PR #408, opened 2026-09-14
Revalidate generated assets on web so a cached bundle cannot outlive a rebuild

bdero:
Related to #407.

On web, shader bundles and their generated JSON live at fixed asset URLs, so a browser cache could pair a previous build's bundle with new Dart code and fail every draw with a missing `DebugViewInfo` block. These assets now load with `no-cache` on web, and the shim's missing-binding errors mention a stale cache as a possible cause.


Pregum:
Thank you for reviewing and merging #407 so quickly, and for the follow-up commit on the wording — much appreciated.

You asked me there to file the `DebugViewInfo` failure with my Flutter version. I dug into it and it turns out to be exactly what this PR fixes, so I don't think a separate issue is needed. Sharing what I found in case it's useful.

**Not specific to Flutter 3.47.2 stable.** A clean build of master on 3.47.2 stable renders fine on web. What I had hit on the 14th was a cached bundle paired with new Dart code.

**Deterministic reproduction** (puppeteer with a persistent profile, Chrome 140 / macOS, Flutter 3.47.2 stable, using the repro app from #406):

1. Visit a build made with 0.23.0, served with an old `Last-Modified` (so Chrome's heuristic freshness keeps the assets for hours).
2. Deploy a build of master at `dce794be` (just before this PR) to the same URL and refresh only the JS.
3. Both shader bundles come back `fromCache=true` with the 0.23.0 bytes, and every draw throws `Failed to bind uniform … "DebugViewInfo"` (800+ times in ~10 s).

Same steps with master including this PR: both bundles are refetched (`fromCache=false`, 3.2 MB / 6.9 MB) and the scene renders. So the `no-cache` change does fix the browser case.

**Why the pairing was possible:** the generated file name's tag is `shortHash('shaderBundle/base@<engine identity>|<target>')`, so it changes with the Flutter SDK and target but not with the bundle's bytes. On the same SDK, 0.23.0 and master both write `shaderbundle.base.3b1f1728.shaderbundle` (1.2 MB vs 3.2 MB), so any HTTP cache in between can serve the old one under the new build.

If it would be welcome, I'd be happy to try a follow-up that hashes the bundle content into the file name (or appends the manifest `stamp` to the request URL), which would also make CDN/edge caches safe and keep the bundles cacheable. No worries if you'd rather keep it as is — and thanks again for turning both fixes around so fast.

Issue #391, opened 2026-09-09
[linux/arm64] fix: Long loading times on Raspberry Pi 5 (several minutes)


kerberjg:
When loading `example_app`, the system will become unresponsive and the Flutter view will be frozen displaying a `CircularProgressIndicator` - for several minutes. While I wasn't yet able to exactly time the loading process, all of my attempts have been somewhere within the 2-5 minutes OoM.

To make sure this is related to scene/asset loading, I re-checked loading another scene after the app is already open: got similar loading times, meaning this isn't related to Flutter itself.

What's odd is that the CPU doesn't seem to be maxed-out, but rather sitting at 20-70%. But the entire system being unresponsive is really worrying. Similarly to #388, there's just something about `flutter_scene` the OS/hardware really doesn't like - when stress testing non-3D Flutter apps on the same unit the system does not freeze.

WHAT YOU WILL DO -
Check the data for the word "minutes" and pull out the lines that have it.

RESPONSE FOR THIS EXERCISE -
[linux/arm64] fix: Long loading times on Raspberry Pi 5 (several minutes)
When loading `example_app`, the system will become unresponsive and the Flutter view will be frozen displaying a `CircularProgressIndicator` - for several minutes. While I wasn't yet able to exactly time the loading process, all of my attempts have been somewhere within the 2-5 minutes OoM.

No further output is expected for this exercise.